ABOUT THIS TASK: Each line in the records below, from the one that contains "fix: add missing" to the one that contains "Since the number", should be reproduced exactly, the first and last included.

━━━━━ GIVEN RECORDS

PR #3106, opened 2026-06-13
fix: add missing bugs metadata field to package.json

BWM0223:
Adds missing package metadata fields to `package.json`.

This allows npm tooling and consumers to correctly resolve package metadata.


web-padawan:
The root-level package.json has `"private": true` and isn't published, so this field is not relevant. Closing.

PR #222, opened 2019-01-16
mu4e queued mail status needs to be dynamic

pjones:
This fixes a fairly major bug where mail could be queued but not shown
to the user.  (This happened to me, I had a month of email sitting in
the queue!)

Since the number of messages in the queue can change, and the status
of queuing mail or direct mail can also change, the display should not
be in a defvar which only gets evaluated once when the library is
first loaded.

This change makes it so the queue status is updated each time the main
mu4e view is drawn.


Ambrevar:
Looks good to me, thanks!

PR #234, opened 2019-03-31
Bind proced-why

yilinwei:
Bind `proced-why` to `?`.


jojojames:
Maybe g?

Is ? not used in proced?

yilinwei:
@jojojames 

Hmm, I think you may be right - it should probably be bound to `proced-help`.

Main reason for the PR is that I got an error message with something along the lines of `error sending signal, press ?` so when doing describe key I had `?` bound to something from `evil`. I'll close this for now until I can repro the error and take a closer look.

PR #236, opened 2019-04-18
Fix non-prefix key errors

amosbird:
byte compilation results in 
```
evil-collection error: (error Key sequence g o starts with non-prefix key g)
```

### DIFF
--- a/evil-collection-dired.el
+++ b/evil-collection-dired.el
@@ -35,6 +35,11 @@
 ;;;###autoload
 (defun evil-collection-dired-setup ()
   "Set up `evil' bindings for `dired'."
+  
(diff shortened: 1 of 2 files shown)


jojojames:
When I byte compile it with make, it works fine for me.

Maybe an emacs -Q repro would be good first.

Thanks!

amosbird:
Then I guess it's not reproducible.

dvcrn:
Having the same issue here. How did you resolve it?

jojojames:
It's probably something with your config. Emacs -Q, disable dired in evil-collection's mode list, etc.

dvcrn:
Figured it out! I had a dired keybinding that was conflicting with evil-collection. Removed it and now everything is working fine

PR #245, opened 2019-07-25
notmuch: Bind "|" to notmuch-show-pipe-message in notmuch-tree.

jellelicht:
this is also what would be the case in the emacs state, so it is just a matter of making things consistent


jojojames:
Thanks, looks good.

PR #247, opened 2019-08-16
Catch errors in evil-collection-define-key

justbur:
Like errors related to prefix keys already being defined


Ambrevar:
Looks good to me.
I suppose those errors are benign enough that we don't want to use `warn` instead of `message`.

@jojojames ?

justbur:
The annoying thing that can happen is if you get a bad keybinding in one of the `after-load-functions`. That can prevent loading a file

jojojames:
Looks OK to me.

PR #254, opened 2019-10-05
Fix "h" in grep mode

rgrinberg:
By default this is bound to describe-mode, which is easily accessible
through other means.


Ambrevar:
Thanks!

PR #255, opened 2019-10-05
Fix recompile binding for grep mode

rgrinberg:
It should be "gr" rather than "g". While this fix works, other bindings like `gg` remain broken for example. What's the correct way to make `g <x>` be forwarded to the appropriate normal mode command?

### DIFF
--- a/evil-collection-compile.el
+++ b/evil-collection-compile.el
@@ -30,32 +30,35 @@
 (require 'evil-collection)
 (require 'compile)
 
-(defconst evil-collection-compile-maps '(compilation-mode-map))
+(defconst evil-collection-compile-maps
+  '(compilation-mode-map compilation-minor-mode-map))
 
 ;;;###autoload
 (defun evil-collection-compile-setup ()
   "Set up `evil' bindings for `compile'."
   (evil-set-initial-state 'compilation-mode 'normal)
 
-  (evil-collection-define-key 'normal 'compilation-mode-map
-    "g?" 'describe-mode
-    "?" evil-collection-evil-search-backward
-    "gg" 'evil-goto-first-line
-    "0" 'evil-digit-argument-or-evil-beginning-of-line
-    [mouse-2] 'compile-goto-error
-    [follow-link] 'mouse-face
-    (kbd "RET") 'compile-goto-error
+  (dolist (map evil-collection-compile-maps)
+    (evil-collection-define-key 'normal map
+      "g?" 'describe-mode
+      "?" evil-collection-evil-search-backward
+      "gg" 'evil-goto-first-line
+      "0" 'evil-digit-argument-or-evil-beginning-of-line
+      [mouse-2] 'compile-goto-error
+      [follow-link] 'mouse-face
+      (kbd "RET") 'compile-goto-error
 
-    "go" 'compilation-display-error
-    (kbd "S-<return>") 'compilation-display-error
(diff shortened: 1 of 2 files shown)


Ambrevar:
Hmm, I cannot reproduce.  For me `g` is unbound.

By the way I merged your other issue with `h` but now I'm realizaing I cannot reproduce that issue either.
Wouldn't you have another minor mode by anything?  Can you `C-h b` to see which mode is binding what?

rgrinberg:
Thanks for the hint and apologies for the hasty patch.

 I reverted this commit and the one you already merged and I think I got to the bottom of this. It seems like evil-collections simply omitted patching the compilations-minor-mode-map. This map should be patched in addition to compilation-minor-mode.

The way my last commit does it makes sure the same keybindings are active in both, but it’s probably overkill as not all keys are overridden in both maps. Nevertheless, it’s probably the simplest way to ensure consistency so unless it has any concrete problems, that seems like the best solution to me.

With my latest patch gr, gg, etc all work. However, keybindings like ga are still absent. This is a bit disappointing as I would expect all normal mode key maps to work.

Ambrevar:
Nice!

Any clue why I cannot reproduce the issue?  `compilation-minor-mode` is not loaded for me in `grep` buffers.

Ambrevar:
`ga` is bound to `what-cursor-position` in `evil-normal-state-map`.  It should be bound in the grep buffer, I'm not sure why it's not.

rgrinberg:
> Any clue why I cannot reproduce the issue? compilation-minor-mode is not loaded for me in grep buffers.

No clue unfortunately. How are you launching grep? I'm able to reproduce it consistently with `grep-find` for example. I'm fairly certain I got the issue nailed this time around by the way. Here's where emacs override `g` in this compilaion-minor-mode-map btw: https://github.com/emacs-mirror/emacs/blob/master/lisp/progmodes/compile.el#L1935

rgrinberg:
@Ambrevar Here's the bit where `grep` is [inheriting](https://github.com/emacs-mirror/emacs/blob/master/lisp/progmodes/grep.el#L272) from the `compilation-minor-mode-map`. So it seems like the mode isn't really required, but the map is still used.

Ambrevar:
@jojojames Any clue why "g r" isn't bound for @rgrinberg?  For me it's bound in the `t` minor map, not sure what that means.

rgrinberg:
> Any clue why "g r" isn't bound for @rgrinberg? For me it's bound in the t minor map, not sure what that means.

Which command is `g r` bound to for you?

Also, what is the value of `(keymap-parent grep-mode-map)` for you?

jojojames:
I skimmed through this so I might've missed something but maybe it would be helpful to start with an Emacs -Q recipe and go from there.

rgrinberg:
Sorry for the noise everyone.

jojojames:
@rgrinberg All good, thanks for looking into this stuff. :D

Ambrevar:
Wait, @rgrinberg why did you close this issue?  Is this resolved for you?  Should I merge still?

rgrinberg:
My time budget for this PR ran out. Also, I don’t mind keeping the fix just in my private fork. It works for me at least.

Ambrevar:
OK, then I'll revert the "h" fix like you did in the first commit.
Cheers!

PR #256, opened 2019-10-07
Fix notmuch-search-toggle-flagged

mnick:
Simple one line fix that prevented notmuch-search-toggle-flagged to work


jojojames:
Thanks!

PR #258, opened 2019-10-10
Load evil-collection-custom after cus-edit

justbur:
The cus-edit.el file contains the relevant map/functions, not custom.el.


jojojames:
Thanks!

PR #261, opened 2019-10-13
Add evil-ledger to list of third-party packages

michaelbogdan:


Ambrevar:
Thanks!
What about merging evil-ledger into evil-collection then?

michaelbogdan:
Merging is what I initially thought of, but adding it to the README seemed like a good idea to do first.

`evil-ledger` introduces some new functions to work with transactions similar to text objects and a separate minor mode `evil-ledger-mode`. I wasn't sure whether this was ok within `evil-collection`, but then I saw that for example `evil-collection-restclient.el` does the exact thing.

Also, `evil-ledger` is not my work, so I am not sure what the proper etiquette is to contribute it. Should I fork `evil-collection`, set up `evil-ledger` as remote, pull the commits onto a separate branch and edit the code there to fit with the rest of `evil-collection`? This would preserve the original commits and show that @atheriel did the work of developing the script.

Ambrevar:
I think we would only merge evil-ledger into evil-collection if @atheriel agrees to it, otherwise we wouldn't want to duplicate the code lest we run out of sync and confuse the community.

@atheriel?

atheriel:
Hi all, it's nice to see some interest in my package. I'm happy to see it get bundled with this project, but a couple things come to mind:

1. The existing `evil-ledger` package on MELPA actually gets a substantial number of downloads, so I don't want to take it down and break existing configurations; and
2. I'd like to ensure that issues and feature requests filed here relevant to `evil-ledger` get reported upstream.

If both of these are acceptable to you folks, then I don't see any issue with pasting the upstream file into this project (along with its metadata). Both projects appear to be GPLv3, too.

I would not worry too much about keeping it in sync with upstream -- there hasn't been an update in more than a year and I doubt this will change all that much. Plus, if in the future I am unable to maintain the package, this project is a natural home for it.

michaelbogdan:
@Ambrevar what is the correct procedure for other `evil` packages I find? Should I open a new issue or make pull request like I did here and mention the original author? Because I just found [`evil-markdown`](https://github.com/Somelauw/evil-markdown) which would be a decent fit I think.

Ambrevar:
@michaelbogdan: Sure, what you did in this pull request is perfect.

Ambrevar:
@atheriel: If you want to keep upstream active, then I'd rather not include the project here.  It's confusing for people who use both.
But what we can do is _move_ evil-ledger here and give you access rights.
We would "archive" the evil-ledger repo (in the GitHub sense), update the description to point to here.  Does that make sense?

The decision is all yours ;)

jojojames:
>    The existing evil-ledger package on MELPA actually gets a substantial number of downloads, so I don't want to take it down and break existing configurations; and

I think we can do it similar to evil-ediff https://github.com/emacs-evil/evil-ediff which has been merged and deprecated in the original repo. @justbur is of course, welcome to make any changes he wants to it here.

Similarly, with https://github.com/JorisE/evil-mu4e , @JorisE is welcome to make changes here.

>    I'd like to ensure that issues and feature requests filed here relevant to evil-ledger get reported upstream.

I agree with @Ambrevar . I'd rather give you commit access as a collaborator to help maintain the project here and archive the old project (continue keeping it on melpa of course).

> Because I just found evil-markdown which would be a decent fit I think.

That one and https://github.com/Somelauw/evil-org-mode seem like good candidates if there was any interest on @Somelauw 's side.

PR #262, opened 2019-10-15
Add bindings for dired-subtree

michaelbogdan:
`dired-subtree` allows the insertion of a subtree in place instead of at the bottom of the buffer, as `dired-maybe-insert-subdir` would. Unfortunately `dired-subtree` does not come with a minor mode to cleanly separate keybindings, so I inserted a `featurep` check if `dired-subtree` is available, as it makes sense to overwrite one or more bindings from `evil-dired`.

`dired-subtree` is interesting by itself as it makes navigating directories a bit easier, but it is also a requirement for `dired-sidebar`, a candidate for addition to `evil-collection`.

P.S.: This is my first proper pull request, please advise if I'm doing something wrong.

### DIFF
--- a/modes/dired/evil-collection-dired.el
+++ b/modes/dired/evil-collection-dired.el
@@ -189,7 +189,7 @@
     ";e" 'epa-dired-do-encrypt)
 
     ;; dired-subtree commands
-    (when (featurep 'dired-subtree)
+    (with-eval-after-load 'dired-subtree
 	(evil-collection-define-key 'normal 'dired-mode-map
 	    "I" 'dired-subtree-toggle
 	    (kbd "TAB") 'dired-subtree-cycle
--- a/modes/dired/evil-collection-dired.el
+++ b/modes/dired/evil-collection-dired.el
@@ -191,7 +191,6 @@
     ;; dired-subtree commands
     (with-eval-after-load 'dired-subtree
 	(evil-collection-define-key 'normal 'dired-mode-map
-	    "I" 'dired-subtree-toggle
 	    (kbd "TAB") 'dired-subtree-cycle
 	    "gh" 'dired-subtree-up
 	    "gl" 'dired-subtree-down
--- a/modes/dired/evil-collection-dired.el
+++ b/modes/dired/evil-collection-dired.el
@@ -186,7 +186,17 @@
     ";d" 'epa-dired-do-decrypt
     ";v" 'epa-dired-do-verify
     ";s" 'epa-dired-do-sign
-    ";e" 'epa-dired-do-encrypt))
+    ";e" 'epa-dired-do-encrypt)
+
+    ;; dired-subtree commands
+    (when (featurep 'dired-subtree)
+	(evil-collection-define-key 'normal 'dired-mode-map
+	    "I" 'dired-subtree-toggle
+	    (kbd "TAB") 'dired-subtree-cycle
+	    "gh" 'dired-subtree-up
+	    "gl" 'dired-subtree-down
+	    (kbd "M-j") 'dired-subtree-next-sibling
+	    (kbd "M-k") 'dired-subtree-previous-sibling)))
 
 (provide 'evil-collection-dired)
 ;;; evil-collection-dired.el ends here


Ambrevar:
I think we should use `with-eval-after-load` instead of `featurep`, this way the bindings would be set even if dired-subtree is loaded after evil-collection.

michaelbogdan:
That is definitely an improvement and something I/we can do with other, similar packages.

modes/dired/evil-collection-dired.el
```diff
@@ -186,7 +186,17 @@
     ";d" 'epa-dired-do-decrypt
     ";v" 'epa-dired-do-verify
     ";s" 'epa-dired-do-sign
-    ";e" 'epa-dired-do-encrypt))
+    ";e" 'epa-dired-do-encrypt)
+
+    ;; dired-subtree commands
+    (with-eval-after-load 'dired-subtree
+	(evil-collection-define-key 'normal 'dired-mode-map
+	    "I" 'dired-subtree-toggle
```
jojojames: "I" may be too intrusive since it's replacing:

```
(dired-maybe-insert-subdir DIRNAME &optional SWITCHES NO-ERROR-IF-NOT-DIR-P)
```

which I think can be useful even with dired-subtree.

modes/dired/evil-collection-dired.el
```diff
@@ -186,7 +186,17 @@
...
+	    (kbd "TAB") 'dired-subtree-cycle
```
jojojames: Does dired-subtree bind TAB on its own?

I just looked into my own bindings and see that I use dired-subtree-toggle instead of cycle for both my dired and dired-sidebar setup.

modes/dired/evil-collection-dired.el
```diff
@@ -186,7 +186,17 @@
...
+	    "gj" 'dired-subtree-up
```
jojojames: Doesn't this go up so should be gk.

modes/dired/evil-collection-dired.el
```diff
@@ -186,7 +186,17 @@
...
+	    "gl" 'dired-subtree-down
```
jojojames: gl?

modes/dired/evil-collection-dired.el
michaelbogdan: If the replacement is the issue, we could bind `M-i` to `dired-subtree-toggle`. The key `i` for `insert` is just too tempting not to use.

modes/dired/evil-collection-dired.el
michaelbogdan: `dired-subtree` doesn't bind any keys on its own, it just provides a set of 16 functions.

modes/dired/evil-collection-dired.el
michaelbogdan: This is a plain typo, sorry. It should be `gh` as I wanted it to behave similar to `org-mode` where `gh` brings me one indentation level up and conversely `gl` brings me one indentation level down.

modes/dired/evil-collection-dired.el
jojojames: Hmnn wonder if I should switch to cycle instead of toggle for dired-sidebar. FWIW, they're about the same in functionality. I'm guessing something about wrapping cycle makes dired-sidebar unable to unnest all directories which makes cycle the same as toggle.

This is OK to me.

modes/dired/evil-collection-dired.el
jojojames: Yeah, I think I is too much, don't really have an opinion on toggle. I actually think most people probably just use only one of these functions and wouldn't bother with the other.

Maybe a defcustom on the one to bind works too.

modes/dired/evil-collection-dired.el
jojojames: Sounds good, gh/gl OK with me.

BTW, thanks for reminding me of dired-sidebar. I finally summoned the effort to bring it to evil-collection.

modes/dired/evil-collection-dired.el
michaelbogdan: A defcustom for a single key barely makes sense, I think. Maybe if it bundles some other functions, something like "prefer subtree over subdirectory" or such.

modes/dired/evil-collection-dired.el
michaelbogdan: I just saw that you are the author of `dired-sidebar`, made me wonder why it wasn't part of `evil-collection` before. :) Nice little package, I really like that it carries over any settings from plain `dired`.

modes/dired/evil-collection-dired.el
jojojames: Sure, I'm not sure about M-i though, do you use dired-subtree-toggle?

I think we can just leave it out, probably.

modes/dired/evil-collection-dired.el
jojojames: This should be gh right?

modes/dired/evil-collection-dired.el
michaelbogdan: Exclusively. I think I'll just leave it out for now, we can revisit the keybindings in the future.

My main goal was to get one more package into the collection for review and consistency.

I'll fix my typo later and amend the commits to reflect the feedback a bit later.

modes/dired/evil-collection-dired.el
michaelbogdan: Yes, fixed with --amend and force push now.

michaelbogdan:
Ready to merge now, I think.

jojojames:
Thanks!

jojojames:
I got a chance to try cycle instead of toggle and I think for dired, it makes more sense to use toggle. cycle is actually fairly slow in most use cases and, for me, freezed emacs on most directories.

What do you think @michaelbogdan ?

PR #604, opened 2022-03-14
Use transient's definition macros by their new names

tarsius:
See https://github.com/magit/transient/issues/192.


jojojames:
Thanks @tarsius !

PR #606, opened 2022-04-01
enhance embark-collect-mode

tshu-w:
add more keybindings to embark-collect-mode.

Most of the keybindings are consistent with the embark-collect default and dired.


tshu-w:
@condy0919 Sorry I didn't get why the test failed, can you help me look at it?

PR #612, opened 2022-04-05
magit: fix stage not working in visual mode after 65b43.

### LINKED ISSUE #611: Bug: magit stage from visual state broken since magit@38cb9
Magit [has removed simple stage and unstage bindings](https://github.com/magit/magit/commit/38cb9372dc51df4767b30181db93f51f7ac856ab#diff-335d97ddde0824a60d53f17c711216f33e2a27860169fc2e02763781e2ae4779L1962-L1963)  in favour of a new menu system, specifically [here](https://github.com/magit/magit/commit/38cb9372dc51df4767b30181db93f51f7ac856ab#diff-335d97ddde0824a60d53f17c711216f33e2a27860169fc2e02763781e2ae4779L1962-L1963).  This breaks staging from visual mode in magit buffers.

- `\s` (i.e. emacs-state and then `s`) still works
- I've tried editing `evil-collection-magit.el` to explicitly add the binding back in for visual state, but I'm doing something wrong and can't seem to remap anything at all.

Someone who knows how the rebinding actually works can probably just add visual-state bindings for `s` and `u` explicitly.

2e0byo:
fixes  #611.

I'm not sure if this is the best place to set this binding.

### DIFF
--- a/modes/magit/evil-collection-magit.el
+++ b/modes/magit/evil-collection-magit.el
@@ -305,6 +305,7 @@ When this option is enabled, the stash popup is available on \"Z\"."
        (,states magit-mode-map "\C-b"   evil-scroll-page-up)
        (,states magit-mode-map ":"     evil-ex)
        (,states magit-mode-map "q"     magit-mode-bury-buffer)
+       ((visual) magit-hunk-section-map "s" magit-stage)
 
        ;; these are to fix the priority of the log mode map and the magit mode map
        ;; FIXME: Conflict between this and revert. Revert seems more important here


condy0919:
As the magit link tells, `magit-stage` was removed from `magit-diff-section-map`. It's still available in `magit-hunk-section-map`.

2e0byo:
> As the magit link tells, `magit-stage` was removed from `magit-diff-section-map`. It's still available in `magit-hunk-section-map`.

Sorry, I'm confused: I had to explicitly bind `magit-stage` to `s` in visual mode in `magit-hunk-section-map` otherwise it didn't exist.  Should I have bound it elsewhere?

condy0919:
> Sorry, I'm confused: I had to explicitly bind `magit-stage` to `s` in visual mode in `magit-hunk-section-map` otherwise it didn't exist. Should I have bound it elsewhere?

Could you provide a recipe for reproducing? e.g.

```elisp
(require 'package)
(setq package-archives
      '(("melpa"  . "https://melpa.org/packages/")
        ("gnu"    . "https://elpa.gnu.org/packages/")
        ("nongnu" . "https://elpa.nongnu.org/nongnu/")))

(package-initialize)

;; Bootstrap `use-package'
(unless (package-installed-p 'use-package)
  (package-refresh-contents)
  (package-install 'use-package))
(eval-and-compile
  (setq use-package-always-ensure nil)
  (setq use-package-always-defer nil)
  (setq use-package-always-demand nil)
  (setq use-package-expand-minimally nil)
  (setq use-package-enable-imenu-support t))
(eval-when-compile
  (require 'use-package))

(use-package evil
  :ensure t
  :hook (after-init . evil-mode)
  :custom
  (evil-want-integration t)
  (evil-want-keybinding nil))

(use-package evil-collection
  :ensure t
  :hook (evil-mode . evil-collection-init))

(use-package magit
  :ensure t)
```

and the following operations.

BTW, you may have interests in https://github.com/syl20bnr/spacemacs/issues/15448

2e0byo:
Bother, I'd looked but managed to miss a bug on spacemacs and determined (erroneously) that this was a problem with `org-collection` (specifically I thought---but didn't test---that `evil-surround-mode` was invoked by vanilla evil).

Confirm this isn't reproducible with vanilla evil, and is thus a spacemacs bug.  Moreover it's now fixed in spacemacs, although that's moot for here.

Thanks for your time.

PR #613, opened 2022-04-11
ebib: change mapping for "y" in ebib-entry-mode.

ahnafalrafi:
Change mapping for "y" in ebib-entry-mode to "ebib-copy-current-field-contents" instead of "ebib-copy-field-contents" since the latter is not a command.


jojojames:
Thanks!

PR #615, opened 2022-04-15
Add bindings for the new help-mode commands

0x28:
This pull request adds keybindings for the new help-mode commands introduced in Emacs 28. See also: https://git.savannah.gnu.org/cgit/emacs.git/tree/etc/NEWS.28#n558


jojojames:
Wonder if we should check for emacs 28 and bind it separately?

0x28:
The xref configuration also has this check. I think it makes sense and I will add it.

PR #619, opened 2022-04-24
Add "g," as a keybinding for `Info-index-next'

msaher:
I have noticed that there is no equivalent to `Info-index-next` in evil-collection-Info. In vanilla emacs, it is bound to `,`. I believe that `g,` is the most logical evil-equivalent.


condy0919:
Thanks

PR #620, opened 2022-04-26
vterm: add vterm-substitute and vterm-substitute-line

FrostyX:
I baesd the implementation on `evil-substitute` and
`evil-change-whole-line`.


condy0919:
Thanks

━━━━━━━━━━

RESPONSE AREA:
fix: add missing bugs metadata field to package.json

BWM0223:
Adds missing package metadata fields to `package.json`.

This allows npm tooling and consumers to correctly resolve package metadata.


web-padawan:
The root-level package.json has `"private": true` and isn't published, so this field is not relevant. Closing.

PR #222, opened 2019-01-16
mu4e queued mail status needs to be dynamic

pjones:
This fixes a fairly major bug where mail could be queued but not shown
to the user.  (This happened to me, I had a month of email sitting in
the queue!)

Since the number of messages in the queue can change, and the status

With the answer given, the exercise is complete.